Love this set up its really clean!


----------



## gtrlux (Mar 8, 2006)

Hipo loving your car mate, great achievement and defo a unique styling, the usual　j-customer is too shy (or uncreative) to come up with.

How is your car running anyway? I have heared some stories about TopSecret customer car reliability issues . . . I would much appreciate if you could give us a honest opinion about the services you got at TS over the years. Obviously you must be satisfied with the works or you would have left for another tuner long ago.

Hope you keep　it alive and for god`s sake get some more pics online of it and in high resolution please.


----------



## hipogtr (Feb 17, 2002)

Thanks again, guys. Gotta agree with ATCO that 3037S were a blast. I only changed the turbos because I never could use the setup for what it was originally built for - an RH9 sticker. 

Lex - Sorry, that was offloaded a long time ago.

joker69 - I got the wing stays off a guy on Yahoo Japan Auctions that did a lot of carbon fibre work. Not sure if he is still doing that but its probably worth a look.

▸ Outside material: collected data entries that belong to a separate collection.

PR #776, opened 2019-11-20
[2570] Fix course create crashing when a provider has no courses

faissalMT:
### Context
Course creation was crashing due to the course creation controller pulling the provider details from the first course.

Pull the provider details independently to avoid dependence on an existing course and fix broken tests.

### Guidance to review
Given that this test causes me to go over a number of tests I've taken the liberty of refactoring some older stubs.

### Checklist

- [X] Attach to Trello card
- [x] Rebased master
- [X] Cleaned commit history

### DIFF
--- a/app/controllers/courses_controller.rb
+++ b/app/controllers/courses_controller.rb
@@ -5,9 +5,9 @@ class CoursesController < ApplicationController
   before_action :build_courses, only: %i[index about requirements fees salary]
   before_action :build_course, except: %i[index preview]
   before_action :build_course_for_preview, only: :preview
-  before_action :build_provider, except: %i[index confirmation]
   before_action :filter_courses, only: %i[about requirements fees salary]
   before_action :build_copy_course, if: -> { params[:copy_from].present? }
+  before_action :build_provider_from_provider_code, except: %i[index]
 
   def index; end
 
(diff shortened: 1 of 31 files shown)


faissalMT:
[Add modern language selection to course creation](https://trello.com/c/P2E8mcJv/2566-add-modern-language-selection-to-course-creation)

faissalMT:
[Create courses errors when provider has no courses](https://trello.com/c/ZAXmJlAL/2570-create-courses-errors-when-provider-has-no-courses)

app/controllers/courses_controller.rb
```diff
@@ -5,15 +5,18 @@ class CoursesController < ApplicationController
   before_action :build_courses, only: %i[index about requirements fees salary]
   before_action :build_course, except: %i[index preview]
   before_action :build_course_for_preview, only: :preview
-  before_action :build_provider, except: %i[index confirmation]
```
misaka: Why remove the action?

misaka: Ah, I see that `build_provider` is essentially being replaced by `build_provider_from_provider_code`. I think we should use `build_provider_from_provider_code` as a `before_action` ... there's validity to being explicit and running that in the actions that need it, but we _are_ using `before_actions` in our controllers, so should keep consistent.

gtrlux - I also heard about an issue with a TS car belonging to a member on this board. Really unfortunate situation and I'm not sure about all the facts of that case so I cannot comment. From my personal experience, however, I have a lot of good things to say about the work that TS has done. Although I have been experimenting continuously with mods on the car for over 5 years now, it has been very reliable and delivered on excitement year after year. Also, as you can see, they know how to get the bling right as well. The only thing that I ever had an unexpected issue with during my entire time owning the car was a weak idle. This was not because something was actually done wrong by TS but more because the setup I was running at the time was moving away from street spec (i.e. big cams, single throttle, large intake plenum... about 900hp to the wheels on pump gas). That issue disappeared as the tuning evolved and became more refined. Other than that matter, its been a superb experience owning the car an continues to be so. On the other side of the coin, TS are expensive, they can take a long time to get things done, and they don't like to experiment with unproven products on their customer cars (unless you really force them to). I am not sure whether there are any tuners who don"t suffer from these traits sometimes so I have never found a reason to switch to someone else. Naturally, when you start to spend a lot with one tuner, they tend to look after you. Consequently, my experiences may not be indicative of everybody else's. I hope this helps put some perspective around what TS are like and I am more than happy to answer any specific questions. :smokin:

If anyone wants high res photos, please get DCD in here! I don't even have any yet. :wavey:


----------



## matty32 (Dec 18, 2005)

hope you got a TS key ring for all the £ you spent there lol

Gio youve email too ;-)


----------



## gtrlux (Mar 8, 2006)

hipogtr said:


> gtrlux - I also heard about an issue with a TS car belonging to a member on this board. Really unfortunate situation and I'm not sure about all the facts of that case so I cannot comment. From my personal experience, however, I have a lot of good things to say about the work that TS has done. Although I have been experimenting continuously with mods on the car for over 5 years now, it has been very reliable and delivered on excitement year after year. Also, as you can see, they know how to get the bling right as well. The only thing that I ever had an unexpected issue with during my entire time owning the car was a weak idle. This was not because something was actually done wrong by TS but more because the setup I was running at the time was moving away from street spec (i.e. big cams, single throttle, large intake plenum... about 900hp to the wheels on pump gas). That issue disappeared as the tuning evolved and became more refined. Other than that matter, its been a superb experience owning the car an continues to be so. On the other side of the coin, TS are expensive, they can take a long time to get things done, and they don't like to experiment with unproven products on their customer cars (unless you really force them to). I am not sure whether there are any tuners who don"t suffer from these traits sometimes so I have never found a reason to switch to someone else. Naturally, when you start to spend a lot with one tuner, they tend to look after you. Consequently, my experiences may not be indicative of everybody else's. I hope this helps put some perspective around what TS are like and I am more than happy to answer any specific questions. :smokin:
> 
> If anyone wants high res photos, please get DCD in here! I don't even have any yet. :wavey:


Thanks Hipo for the insight.

You are spot on with tuners wanting to go their "proven way" with customer cars and that you have to push them with a knief in the back and cash on the table to get what you want.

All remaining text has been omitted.